Following negotiations in early July 1998 in Tripoli under the auspices of the Libyan President Mouammar Kadhafi between the four main rivals, Hussein Aideed, Ali Mahdi Mohamed, Mohamed Qanyare Afarah and Osman Hassan Ali "Atto", a unified civilian administration for Mogadishu and the surrounding Benadir region was established in early August 1998[88]. Subsequently, a radio statement in the pro-Hussein Aideed Radio Mogadishu was made outlining seven points on the establishment of the unified civilian administration for Mogadishu. The four main faction leaders were cited as adhering to the agreement which among others declared that "Mogadishu leaders should forget the past and instead work towards a lasting reconciliation"[89]. However, one of the main faction leaders (Osman Hassan Ali "Atto") withdrew his support from the agreement and other minor faction leaders expressed discontent with the arrangement as well[90]. The fighting continued in Mogadishu and fire exchange was reported just before the civilian administration was officially announced and continued thereafter[91]. The fighting, especially fierce in north Mogadishu spilled over to the Middle Shabelle region just north of Mogadishu in the beginning of 1999[92].The two warring sub-clans signed a cease-fire agreement in the beginning of February 1999[93].

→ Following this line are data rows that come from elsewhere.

PR #460, opened 2026-05-20
Fix queued_cli Slurm completion detection

dSizovs:
The parse_single_status method returned job_states.OK, which resolves to Job.states.OK = 'ok'. The stateful manager compares this against status.COMPLETE = 'complete', so the comparison always fails. FIX: Return 'complete' directly to match status.COMPLETE.

### DIFF
--- a/pulsar/managers/util/cli/job/slurm.py
+++ b/pulsar/managers/util/cli/job/slurm.py
@@ -62,7 +62,7 @@ class Slurm(BaseJobExec):
             id, state = status[1].split()
             return self._get_job_state(state)
         # else line like "slurm_load_jobs error: Invalid job id specified"
-        return "complete"
+        return job_states.OK
 
     def _get_job_state(self, state):
         try:
--- a/pulsar/managers/util/cli/job/slurm.py
+++ b/pulsar/managers/util/cli/job/slurm.py
@@ -62,7 +62,7 @@ class Slurm(BaseJobExec):
             id, state = status[1].split()
             return self._get_job_state(state)
         # else line like "slurm_load_jobs error: Invalid job id specified"
-        return job_states.OK
+        return "complete"
 
     def _get_job_state(self, state):
         try:
--- a/pulsar/managers/queued_cli.py
+++ b/pulsar/managers/queued_cli.py
@@ -5,15 +5,31 @@ qstat, etc...).
 
 from logging import getLogger
 
+from pulsar.managers import status
 from .base.external import ExternalBaseManager
 from .util.cli import (
     CliInterface,
     split_params,
 )
+from .util.cli.job import job_states
 from .util.external import parse_external_id
 from .util.job_script import job_script
 
 log = getLogger(__name__)
+
+# Translate the CLI plugins' job states into the Pulsar status vocabulary the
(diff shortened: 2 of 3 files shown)


bgruening:
@mvdbeek can you please look at this one?

mvdbeek:
Hmm, this doesn't seem quite right, other runners return OK, this is shared with Galaxy where OK is returned. I could be convinced with a test case though ? Maybe the manager needs an adapter there ?

pulsar/managers/util/cli/job/slurm.py
```diff
@@ -62,7 +62,7 @@ def parse_single_status(self, status, job_id):
             id, state = status[1].split()
             return self._get_job_state(state)
         # else line like "slurm_load_jobs error: Invalid job id specified"
-        return job_states.OK
+        return "complete"
```
mvdbeek: Ah! I think i get it, `job_states.OK` is complete when you don't have the galaxy model installed (i.e. it is assumed that we're on the pulsar server side), or else it is `"complete"` and we assume we're on the Galaxy side. This logic is broken though in multiple ways, we'd have to explicitly determine this instead of inferring it by what is importable here: https://github.com/galaxyproject/pulsar/blob/master/pulsar/managers/util/cli/job/__init__.py#L11

dSizovs: Exactly! My PR just patches the symptom in the Slurm plugin; I agree the real fix is determining the side explicitly rather than inferring it. Happy to leave that to you!

mvdbeek:
Thanks for working this out @dSizovs!

mvdbeek:
(and let us know how it goes from here!)

dSizovs:
Thank you @mvdbeek !
Will definitely update you!

dSizovs:
Thanks again @mvdbeek! Closing the loop since you asked. The fix works great in production: jobs from usegalaxy.eu now run on the NEMO HPC cluster via the relay and report status correctly e2e. I also upgraded to relay v0.2.x (Pulsar + the standalone pulsar-relay-client on Python 3.11) and it's all green. 
Thanks for the quick reviews, great first open-source experience.

pulsar/managers/util/cli/job/slurm.py
SergeyYakubov: Just hit the same problem. I'd argue that a real fix would be to have a single source of truth, e.g. always import relevant Galaxy modules in Pulsar and change Pulsar code accordingly.

dSizovs: Hi @SergeyYakubov !
Which Pulsar version are you on? @mvdbeek fixed this in 0.15.15. _CLI_STATE_TO_STATUS in queued_cli.py maps by enum member instead of value so it should work whether or not the Galaxy model is importable. Are you still seeing it on 0.15.15+?

SergeyYakubov: Hi @dSizovs,

We are using our local fork of 0.15.14. We cherry-picked this fix and it works now. My comment was more a thought about different logic for two cases - when Galaxy modules are importable or not - that happens in multiple places actually.

But we are fine for now, thank you both for the fix!

PR #466, opened 2026-06-19
Fix GCP Batch co-execution deadlocks

ksuderman:
Part of #465.

This PR ensures the tool and sidecar runnables are executed in the correct order and don't deadlock. 

This PR also:
1. Ensures outputs from intermediate jobs are collected.
Galaxy's path rewriting causes tools to write outputs into `working/` rather than `outputs/`, but `__collect_outputs()` only checked the outputs directory, so those files were skipped. Also relaxes the dynamic collection pattern from `dataset_\d+\.dat` to  `dataset_[\w-]+\.dat` so UUID-named datasets (e.g. `dataset_b0e57817-…​.dat`) match.
2. Re-raises infrastructure errors so they fail the job rather than producing a "successful" job with empty outputs. `FileNotFoundError` is deliberately excluded.
3. Pass `docker_extra_volumes` to the Batch containers
Comma-separated Docker `-v`-style volumes (used to bind-mount CVMFS paths such as
`/cvmfs/data.galaxyproject.org`) are now applied to both the sidecar and tool runnable
containers, so tools that depend on CVMFS reference data work.

Issue #465, opened 2026-06-19
Batch co-execution issue tracker


ksuderman:
This issue tracks the changes I made to benchmark the co-execution runner. I have grouped related changes to reduce the number of pull requests while also keeping each relatively easy to review and understand.

I will fill in the actual PR numbers once I open them.

### [PR 1](https://github.com/galaxyproject/pulsar/pull/466) — Co-execution deadlocks & output collection (critical)
The Pulsar co-execution runner uses two *runnables*: one that runs the tool itself, and a second *sidecar* that stages input data and collects results. Both were run as foreground runnables (the default) and GCP Batch runs foreground runnable in sequence waiting for the first to complete before starting the next.

This PR fixes the sidecar/tool runnable ordering so both containers run, collects outputs written to the `working/` directory (including UUID-named datasets), re-raises genuine infrastructure errors instead of swallowing them, and passes `docker_extra_volumes` (CVMFS) through to the Batch containers.

### [PR1.1](https://github.com/galaxyproject/pulsar/pull/467) — Re-raise infrastructure errors.
Split out from #466 and now just re-raises infrastructure errors (`ImportError`, `MemoryError`, `SystemError`, and infrastructure `OSError`s; disk full, I/O errors) so they fail the job .  `FileNotFound` and `403` errors still flow through.

### [PR 2](https://github.com/galaxyproject/pulsar/pull/472) — Custom VM boot disk image & size
Adds `custom_vm_image` and `boot_disk_size_gb` to `GcpJobParams` so jobs can boot
from a custom image (e.g. one with CVMFS pre-installed) and size the boot disk to fit it. Pairs with a [small companion change](https://github.com/galaxyproject/galaxy/pull/23068) in Galaxy's `PulsarGcpBatchJobRunner` (`PASSTHROUGH_PARAMS`) so the image URI can be set once at the runner level.

### [PR 3](https://github.com/galaxyproject/pulsar/pull/473) — Dynamic VM sizing & job lifecycle
Sizes the VM from TPV `cores`/`mem`, injects `GALAXY_SLOTS`/`GALAXY_MEMORY_MB` and sets the container compute resource so tools use the whole VM, validates local-SSD counts for N2/N2D machine types, generates collision-free job names with a configurable `job_id_prefix`, and makes job deletion on cancel optional (plus a `kill()` for the AMQP client) so jobs can be retained for debugging.

mvdbeek:
> critical

[...]

PR #467, opened 2026-06-19
Re-raise infrastructure errors during output collection

ksuderman:
Part of #465. 
Split out of #466

### What this does

`_collect_output` downgraded *all* collection exceptions to warnings for
`output_workdir` outputs (via `_allow_collect_failure`). That is correct for a missing
output, but it also swallowed genuine infrastructure failures — a disk-full or
out-of-memory during collection would surface as a "successful" job with empty outputs.

- Re-raise `ImportError`, `MemoryError`, `SystemError`, and infrastructure `OSError`s
  (disk full, I/O errors) so they fail the job.
- Two cases are deliberately **kept** recoverable and flow through the normal
  `_allow_collect_failure` handling:
  - `FileNotFoundError` — a missing output file is expected (e.g. a `from_work_dir`
    output a tool legitimately did not produce, which Galaxy represents as an empty
    dataset).
  - HTTP **403** — Galaxy authoritatively refused the upload (dataset purged mid-job);
    checked *before* the `OSError` test because `requests.HTTPError` is itself an
    `OSError` subclass.

Branch is based on current `master`.

### DIFF
--- a/pulsar/client/staging/down.py
+++ b/pulsar/client/staging/down.py
@@ -223,6 +223,9 @@ class ResultsCollector:
         log.info("collecting output {} with action {}".format(name, action))
         try:
             return self.output_collector.collect_output(self, output_type, action, name)
+        except (ImportError, MemoryError, SystemError):
+            # Genuine infrastructure failures must never be downgraded.
+            raise
         except Exception as e:
             if http_status_code(e) == 403:
                 # The Galaxy server authoritatively refused this upload (HTTP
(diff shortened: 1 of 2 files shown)


pulsar/client/staging/down.py
```diff
@@ -239,6 +245,14 @@ def _collect_output(self, output_type, action, name):
                     getattr(action, "url", None) or getattr(action, "path", action),
                 )
                 return False
+            if isinstance(e, OSError) and not isinstance(e, FileNotFoundError):
```
jmchilton: Can you move this logic into allow_collect_failure? It looks like there is an abstraction esbalished for this. You'll have to add the exception to the method interface. I think that is fine.

ksuderman: Is [this](https://github.com/galaxyproject/pulsar/pull/467/commits/1eb9aa1c232e0130a70867f3b2b1543f73237420) what you had in mind?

3.         Overviewof the Human Rights Situation (1997-1999)

In the Cairo Declaration, participants pledged to set aside their differences and to "embark on a new path towards national unity and re-establishment of the basic rights, aspirations and freedoms of the Somali people"[94]. Acknowledging previous peace efforts made in Nairobi (October 1996), Sodere (January 1997), Sanaa (May 1997), Cairo (May 1997) and the separate Cairo Understanding of 21 December 1997, the Cairo Declaration calls for the formation of a transitional government based on a system of federal governance and "bound by the rules of international law and the objectives and principles of the United Nations and all other international organizations in which Somalia is a member"[95]. These future visions for Somalia made the Cairo Declaration different from the previous agreement.

The United Nations Special Rapporteur on Somalia stated in her last report of 16 January 1998 that "the conditions of daily life of Somali citizens are generally harsh and highly unpredictable"[96].

Minority groups, notably the Bantu, Bravanese and Benadiri people have been particularly disadvantaged and targeted by clan militia considering they were the only people in Somalia who, when Siad Barre was overthrown in 1991, did not have their own armed militia to protect them[97]. It has been reported that 17 members of the Bantu minority, including four women and eight children were killed by faction militias in Janiya Misra village in Middle Shebelle region, and seven women were raped[98].

Somalia has not been governed centrally since 1991. Since then, an environment of lawlessness has reigned in especially the central and the southern part of Somalia. Amnesty International characterised the situation in their 1998 report as follows:

Human rights abuses against unarmed civilians, including women and children, were carried out by militias of clan-based factions. Abuses included scores of deliberate and arbitrary killings, as well as hostage-taking and rape.[99]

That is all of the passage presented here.